HoldenKarnofsky comments on Anthropic is (probably) not meeting its RSP security commitments

HoldenKarnofsky 21 Jan 2026 4:20 UTC
2 points
0
There are a number of things you say here that don’t seem right to me and/or aren’t capturing the intent of what I said. I prefer not to get into all of it, but just a couple of notes:
- My current impression is that we are “highly protected against most attackers’ attempts at stealing model weights,” specifically highly protected against the groups listed as “in scope” (which I think of as including employees at partner orgs who have physical access to machines but not authorized access to weights), and broadly in line with the letter and spirit of the ASL-3 Security Standard. This isn’t my call and I am not up on all of the details of how we’ve vetted the security controls for partners, but it’s my impression.

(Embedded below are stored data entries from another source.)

PR #47846, opened 2023-12-15
boostification of process quit

sima-fastly:
locally tested manually

### DIFF
--- a/src/cpp/processquit.cpp
+++ b/src/cpp/processquit.cpp
@@ -53,12 +53,14 @@ class SafeSocketNotifier : public QObject
 {
 	Q_OBJECT
 public:
+	Connection activatedConnection;
+
 	SafeSocketNotifier(int socket, QSocketNotifier::Type type,
 		QObject *parent = 0) :
 		QObject(parent)
 	{
 		sn = new QSocketNotifier(socket, type, this);
-		connect(sn, SIGNAL(activated(int)), SIGNAL(activated(int)));
+		connect(sn, SIGNAL(activated(int)), SLOT(doActivated()));
 	}
 
 	~SafeSocketNotifier()
@@ -73,6 +75,10 @@ public:
 
 public slots:
 	void setEnabled(bool enable)       { sn->setEnabled(enable); }
+
+	void doActivated(){
+		activated(sn->socket());
+	}
 
 public:
 	SignalInt activated;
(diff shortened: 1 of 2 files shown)


src/cpp/processquit.cpp
```diff
@@ -102,6 +102,9 @@ inline bool is_gui_app()
 class ProcessQuit::Private : public QObject
 {
 	Q_OBJECT
+
+	Connection activatedConnection;
+
```
jkarneges, line 107: I'd move this to the public section below. Typically, whenever we declare a "Private" class, all its vars are public.

src/cpp/processquit.cpp
```diff
@@ -74,8 +74,8 @@ class SafeSocketNotifier : public QObject
 public slots:
 	void setEnabled(bool enable)       { sn->setEnabled(enable); }
 
-signals:
-	void activated(int socket);
+public:
+	SignalInt activated;
```
jkarneges, line 78: This change won't work since the connect call's destination is a Qt signal. To make it work, connect to a Qt slot that calls the boost signal.

sima-fastly: I see makes senes! updating

sima-fastly: after another look, i realized the connect destination is in fact a slot. can you please clarify your concern.

jkarneges: Line 61 specifies a signal as the destination.

sima-fastly: got it, updated, thanks

src/cpp/processquit.cpp
```diff
@@ -74,8 +76,12 @@ class SafeSocketNotifier : public QObject
 public slots:
 	void setEnabled(bool enable)       { sn->setEnabled(enable); }
 
-signals:
-	void activated(int socket);
+	void doActivated(){
+		activated(sn->socket());
+	}
+
```
jkarneges, line 82: Let's move this to a `private slots:` section at the end.

Also, opening `{` should be on the next line (unless written compactly like `func() { ... }`, which would be acceptable here too).

src/cpp/processquit.cpp
```diff
@@ -213,6 +221,7 @@ public slots:
 #endif
 	}
 
+public:
 	void sig_activated(int)
 	{
```
jkarneges, line 226: Let's move this function up to the earlier public section rather than having two public sections.

jkarneges (approved):

PR #1651, opened 2026-02-11
chore: remove deprecated scheduler policy configmap

haitwang-cloud:
**What type of PR is this?**

/kind cleanup

The scheduler policy configmap (config.json) is no longer needed as the project has moved to a different scheduler configuration approach. This file was used for the legacy Kubernetes scheduler extender policy configuration.

This change removes the deprecated configmap template that was conditionally created when scheduler.kubeScheduler.enabled was true and dra.enabled was false.

Fixes #

### DIFF
--- a/charts/hami/templates/scheduler/configmap.yaml
+++ b/charts/hami/templates/scheduler/configmap.yaml
@@ -38,7 +38,7 @@ data:
       weight: 1
       httpTimeout: 30s
       managedResources:
-      {{- include "hami-vgpu.scheduler.managedResources.yaml" . | nindent 6 }}
+      {{- include "hami-vgpu.scheduler.managedResources" . | nindent 6 }}
 {{- else }}
   {{/* K8s < 1.22: Use legacy Policy API */}}
   config.json: |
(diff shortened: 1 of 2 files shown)


haitwang-cloud:
@DSFans2014 Thank you very much for pointing that out. I've explored and adopted another, more sophisticated approach to deal with this matter. I've thoroughly verified that it functions correctly within our Kubernetes (K8s) cluster. Please take a look again.

charts/hami/templates/scheduler/configmap.yaml
```diff
@@ -30,113 +63,11 @@ data:
...
-                    },
-                    {
-                        "name": "{{ .Values.metaxResourceCore }}",
-                        "ignoredByScheduler": true
-                    },
-                    {
-                        "name": "{{ .Values.metaxResourceMem }}",
-                        "ignoredByScheduler": true
-                    }
+                    {{- include "hami-vgpu.scheduler.managedResources.json" . | nindent 20 }}
```
DSFans2014: Can `hami-vgpu.scheduler.managedResources.yaml` be directly converted to JSON here by `toJson` to avoid duplicate definitions?

haitwang-cloud: @DSFans2014 I think in that case it would increase the structural complexity and make it hard to maintain; the current design is already clear, simple, and easy to understand.

DSFans2014 (commented):
/lgtm

archlitchi (approved):
/lgtm

PR #1677, opened 2026-03-03
fix: failing readiness probe when replica > 1

### LINKED ISSUE #1617: Failing readiness probe on 2.8.0 when replicas>1
**What happened**:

- An attacker being out of scope for the ASL-3 Security Standard does not meant “Anthropic wouldn’t consider it a security incident” if they stole (i.e., exfiltrated/improperly used) important assets.
- habryka 21 Jan 2026 19:12 UTC
  2 points
  0
  Parent
  Thank you for the clarification!
  In particular the first bullet point seems important and clear. I currently think this is unlikely to be true (assuming that e.g. most people in datacenter management and executives at these companies do not have authorized access to weights), but I don’t really know how to progress from here. I might write more if I happen to talk to more people in the field about it.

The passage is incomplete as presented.